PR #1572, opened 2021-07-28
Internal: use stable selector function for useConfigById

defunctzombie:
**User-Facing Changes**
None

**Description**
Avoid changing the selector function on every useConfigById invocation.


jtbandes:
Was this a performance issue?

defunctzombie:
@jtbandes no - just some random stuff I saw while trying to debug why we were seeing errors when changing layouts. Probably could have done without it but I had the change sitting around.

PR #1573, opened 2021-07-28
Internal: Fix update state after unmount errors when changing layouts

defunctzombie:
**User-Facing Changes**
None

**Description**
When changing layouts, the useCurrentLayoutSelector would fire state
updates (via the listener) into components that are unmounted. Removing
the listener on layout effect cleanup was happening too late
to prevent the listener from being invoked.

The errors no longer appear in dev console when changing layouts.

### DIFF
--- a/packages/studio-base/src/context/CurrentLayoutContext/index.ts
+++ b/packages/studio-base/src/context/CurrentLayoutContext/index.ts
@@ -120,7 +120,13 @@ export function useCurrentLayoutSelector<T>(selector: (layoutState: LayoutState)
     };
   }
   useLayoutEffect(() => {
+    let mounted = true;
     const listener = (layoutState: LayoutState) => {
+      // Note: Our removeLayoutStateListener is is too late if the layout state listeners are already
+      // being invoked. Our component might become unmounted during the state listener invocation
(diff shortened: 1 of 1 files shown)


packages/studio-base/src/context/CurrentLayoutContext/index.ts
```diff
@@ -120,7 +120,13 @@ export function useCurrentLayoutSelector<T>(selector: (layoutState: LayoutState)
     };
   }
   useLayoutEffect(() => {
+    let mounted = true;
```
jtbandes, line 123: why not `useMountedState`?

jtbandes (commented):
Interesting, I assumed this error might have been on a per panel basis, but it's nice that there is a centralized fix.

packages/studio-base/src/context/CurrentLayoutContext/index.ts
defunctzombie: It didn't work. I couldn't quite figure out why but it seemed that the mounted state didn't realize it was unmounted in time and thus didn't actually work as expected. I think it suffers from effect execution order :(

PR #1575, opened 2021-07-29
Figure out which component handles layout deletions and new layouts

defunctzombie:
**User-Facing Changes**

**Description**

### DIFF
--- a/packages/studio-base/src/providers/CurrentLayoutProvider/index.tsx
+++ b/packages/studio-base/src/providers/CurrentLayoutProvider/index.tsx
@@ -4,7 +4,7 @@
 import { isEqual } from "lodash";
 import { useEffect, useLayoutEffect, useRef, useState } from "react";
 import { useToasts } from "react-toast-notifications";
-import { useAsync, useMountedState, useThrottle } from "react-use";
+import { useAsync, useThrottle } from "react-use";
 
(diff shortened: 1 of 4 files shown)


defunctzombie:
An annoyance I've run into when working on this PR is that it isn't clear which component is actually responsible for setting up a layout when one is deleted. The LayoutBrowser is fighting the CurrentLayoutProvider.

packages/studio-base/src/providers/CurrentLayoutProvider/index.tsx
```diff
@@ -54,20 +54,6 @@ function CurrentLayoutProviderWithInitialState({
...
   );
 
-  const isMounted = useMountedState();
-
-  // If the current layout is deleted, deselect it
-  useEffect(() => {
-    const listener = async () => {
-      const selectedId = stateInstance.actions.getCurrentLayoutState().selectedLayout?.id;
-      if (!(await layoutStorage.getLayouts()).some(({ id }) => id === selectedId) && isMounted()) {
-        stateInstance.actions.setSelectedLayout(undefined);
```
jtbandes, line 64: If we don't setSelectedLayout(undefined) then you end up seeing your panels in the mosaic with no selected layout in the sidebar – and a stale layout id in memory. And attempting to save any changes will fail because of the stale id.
——————————
# WHAT THE TASK ASKS:
Copy each line in the listing where "have" appears.

# RESPONSE TO THE TASK:
@jtbandes no - just some random stuff I saw while trying to debug why we were seeing errors when changing layouts. Probably could have done without it but I had the change sitting around.
Interesting, I assumed this error might have been on a per panel basis, but it's nice that there is a centralized fix.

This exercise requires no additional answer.